** Source material follows **
PR #8, opened 2025-05-08
OUT-1702 | OUT-1703 | Invoice webhook and payload (with line items)

SandipBajracharya:
## Changes

- [X] Invoice field mapping with line items
- [X] filter draft invoices
- [X] invoice mapping table update

### Invoice created in Copilot 
image

### invoice created in QuickBooks after webhook triggered 
image

### Mapped in table
image

### DIFF
--- a/src/app/api/core/types/client.ts
+++ b/src/app/api/core/types/client.ts
@@ -1,0 +1,4 @@
+export enum ClientStatus {
+  Active = 'active',
+  Invited = 'invited',
+}
--- a/src/app/api/core/types/invoice.ts
+++ b/src/app/api/core/types/invoice.ts
@@ -1,0 +1,6 @@
+export enum InvoiceStatus {
+  Draft = 'draft',
+  Open = 'open',
+  Paid = 'paid',
+  Void = 'void',
+}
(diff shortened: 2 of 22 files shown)


src/app/api/core/types/client.ts
```diff
@@ -0,0 +1,4 @@
+export enum ClientStatus {
+  Active = 'active',
+  Invited = 'invited',
+}
```
arpandhakal, line 4: I think keys of an enum should be in caps.

src/app/api/core/types/invoice.ts
```diff
@@ -0,0 +1,6 @@
+export enum InvoiceStatus {
+  Draft = 'draft',
+  Open = 'open',
+  Paid = 'paid',
+  Void = 'void',
+}
```
arpandhakal, line 6: I think keys of an enum should be in caps.

arpandhakal (approved):

src/app/api/core/types/client.ts
SandipBajracharya: You're right that it is a standard way to use the keys in uppercase but we can also use PascalCase.

PR #11, opened 2025-05-09
Out 1700 | Improvements

SandipBajracharya:
## Changes

- [X] Sentry setup.

## Testing Criteria

- Image defining Sentry reference error on undefined function:

image


sentry.server.config.ts
```diff
@@ -0,0 +1,23 @@
+// This file configures the initialization of Sentry on the server.
+// The config you add here will be used whenever the server handles a request.
+// https://docs.sentry.io/platforms/javascript/guides/nextjs/
+
+import * as Sentry from '@sentry/nextjs'
+
+const dsn = process.env.NEXT_PUBLIC_SENTRY_DSN || process.env.SENTRY_DSN
```
rrojan, line 7: Since DSN isn't a sensitive name, let's just keep one env var with `NEXT_PUBLIC`, unless we're planning to use separate projects for client & server

rrojan (changes requested):

rrojan:
Let's also add the sentry env vars to prod & preview environments so we can test them there

sentry.server.config.ts
SandipBajracharya: Removed

rrojan (approved):
LGTM 🏆

rrojan:
Let's use conventional commits in this format so we can more easily pinpoint breaking changes, etc in the future

`feat|fix|perf|docs|test|chore|refactor|hotfix:(TIC-001): some change`

PR #16, opened 2025-05-20
Out 1753 | Flatten copilot product api with price

SandipBajracharya:
## Changes

- [X] Prepare an api with flatten product and price
- [X] use of Upstash/Redis for caching


src/app/api/quickbooks/product/product.controller.ts
```diff
@@ -0,0 +1,16 @@
...
+import { ProductService } from '@/app/api/quickbooks/product/product.service'
+import { NextRequest, NextResponse } from 'next/server'
+
+export async function getFlattenProducts(req: NextRequest) {
+  const user = await authenticate(req)
+  const productService = new ProductService(user)
+  const nextToken = req.nextUrl.searchParams.get('nextToken') || undefined
+  const limit = req.nextUrl.searchParams.get('limit') || MAX_PRODUCT_LIST_LIMIT
+  const products = await productService.getFlattenProductList(
+    Number(limit),
```
rrojan, line 12: Very niche issue, but if we send a non-numeric string in limit instead, `Number(limit)` would be `NaN`, which would be passed to `getFlattenProductList`

src/app/api/quickbooks/product/product.controller.ts
```diff
@@ -0,0 +1,16 @@
+import { MAX_PRODUCT_LIST_LIMIT } from '@/app/api/core/constants/limit'
+import authenticate from '@/app/api/core/utils/authenticate'
+import { ProductService } from '@/app/api/quickbooks/product/product.service'
+import { NextRequest, NextResponse } from 'next/server'
+
+export async function getFlattenProducts(req: NextRequest) {
+  const user = await authenticate(req)
+  const productService = new ProductService(user)
+  const nextToken = req.nextUrl.searchParams.get('nextToken') || undefined
+  const limit = req.nextUrl.searchParams.get('limit') || MAX_PRODUCT_LIST_LIMIT
```
rrojan, line 10:
```suggestion
  const searchParams = req.nextUrl.searchParams
  const nextToken = searchParams.get('nextToken') || undefined
  const limit = searchParams.get('limit') || MAX_PRODUCT_LIST_LIMIT
```
Optional change

src/utils/copilotAPI.ts
```diff
@@ -315,6 +319,23 @@ export class CopilotAPI {
...
+    nextToken?: string,
+    limit?: number,
+  ): Promise<ProductsResponse | undefined> {
+    try {
+      console.info('CopilotAPI#getProducts | token =', this.token)
+      return ProductsResponseSchema.parse(
+        await this.copilot.listProducts({ name, nextToken, limit }),
+      )
+    } catch (error: unknown) {
+      const tError = error as CopilotApiError
```
rrojan, line 333: Let's use `instanceOf` or `typeof error.X === 'Y'` approach instead. There are chances this might be other forms of errors

src/utils/copilotAPI.ts
```diff
@@ -315,6 +319,23 @@ export class CopilotAPI {
...
+      console.error('CopilotAPI#getProducts | message =', tError.body.message)
+      return
```
rrojan, line 335: Is there a reason why we are just console.error'ing an error and returning undefined?

src/app/api/quickbooks/product/product.service.ts
```diff
@@ -72,4 +74,38 @@ export class ProductService extends BaseService {
...
+
+  async getFlattenProductList(limit: number, nextToken?: string) {
+    // 1. check in redis. key (${workspaceId}_productList) if exists, return the value
+    const redisKey = `${this.user.workspaceId}-productList`
+    const redisClient = RedisClient.getInstance()
+
+    const cachedProducts = await redisClient.get(redisKey)
+    if (cachedProducts) {
+      return cachedProducts // auto deserialization by default
+    }
```
rrojan, line 86: Might want to validate the data here to ensure type safety... i think the default return of `redisClient.get` would be `any` here

src/app/api/quickbooks/product/product.service.ts
```diff
@@ -72,4 +74,38 @@ export class ProductService extends BaseService {
...
+
+    // 2. if not exists, get all the products from copilot and store in redis
+    const copilot = new CopilotAPI(this.user.token)
+    const products = await copilot.getProducts(undefined, nextToken, limit)
+    const flattenProductsPrice = (
+      await Promise.all(
+        (products?.data ?? []).map(async (product) => {
+          const prices = await copilot.getPrices(product.id)
```
rrojan, line 94: We will hit Copilot rate limits in `Promise.all` if the number of products are high (20+)

rrojan (changes requested):

src/app/api/quickbooks/product/product.service.ts
rrojan: I recommend using the bottleneck package while hitting Copilot API in a Promise.all. The ratelimit is supposed to be 20req/s, and even this should be lowered in a prod environment since there are multiple users that could be using our app with the same API key in prod

https://www.npmjs.com/package/bottleneck

src/utils/copilotAPI.ts
SandipBajracharya: You're right. I've modified the code now with safe attribute access.

src/utils/copilotAPI.ts
SandipBajracharya: returning undefined cause there are few process that we don't want to terminate if there are status like 400 or 404. There should be console.info in this case. I will modify this. Thanks

src/app/api/quickbooks/product/product.service.ts
SandipBajracharya: Removed redis.

PR #21, opened 2025-05-23
Out 1792 | Create product in QB when created in copilot

SandipBajracharya:
## Changes

- [X] Listen to product.created and price.created webhook and create product in qb
- [X] Map the product in mapping table

## Testing Criteria

- [X] Item created in QB when created in copilot [Loom](https://www.loom.com/share/b8b950c494c946af81f416e10bd4e1cb?sid=557f1a89-ba52-4b7f-8d86-4d51497cbc6e)

## Notes
- To create product, we must also listen to price.created web hook as product creation doesn't include the price info


src/app/api/quickbooks/product/product.service.ts
```diff
@@ -236,8 +245,8 @@ export class ProductService extends BaseService {
           }
 
           const fullUpdatePayload: QBItemFullUpdatePayloadType = {
-            Id: product.qbItemId,
-            SyncToken: product.qbSyncToken,
+            Id: product.qbItemId as string,
+            SyncToken: product.qbSyncToken as string,
```
rrojan, line 249: Would be better to parse as string with zod

PR #25, opened 2025-05-30
Out 1800 | Out 1801: Integrate product listing APIs

SandipBajracharya:
## Changes

- [X] show the list of copilot products in the left side of the product mapping table
- [X] show the list of QB items in drop down option for user to map with the copilot product.

## Testing Criteria

[Loom](https://www.loom.com/share/98d8f540530c45f48c17d00b06a26697?sid=cbeae0c4-4778-49b1-aa6e-21dc01491cba)


src/components/dashboard/settings/sections/product/ProductMappingTable.tsx
```diff
@@ -104,8 +69,11 @@ export default function ProductMappingTable() {
 
   const getFilteredItems = (index: number) => {
     const searchTerm = searchTerms[index] || ''
-    return quickbooksItems.filter((item) =>
-      item.name.toLowerCase().includes(searchTerm.toLowerCase()),
+    return (
+      quickbooksItems &&
+      quickbooksItems.filter((item) =>
+        item.name.toLowerCase().includes(searchTerm.toLowerCase()),
```
rrojan, line 75: Let's trim these strings as well, especially the searchTerm

src/components/dashboard/settings/sections/product/ProductMappingTable.tsx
** End of Source material **
Task instructions: For every line in the listing above that contains "should", copy that line.

Solution to this task:
arpandhakal, line 4: I think keys of an enum should be in caps.
arpandhakal, line 6: I think keys of an enum should be in caps.
rrojan: I recommend using the bottleneck package while hitting Copilot API in a Promise.all. The ratelimit is supposed to be 20req/s, and even this should be lowered in a prod environment since there are multiple users that could be using our app with the same API key in prod
SandipBajracharya: returning undefined cause there are few process that we don't want to terminate if there are status like 400 or 404. There should be console.info in this case. I will modify this. Thanks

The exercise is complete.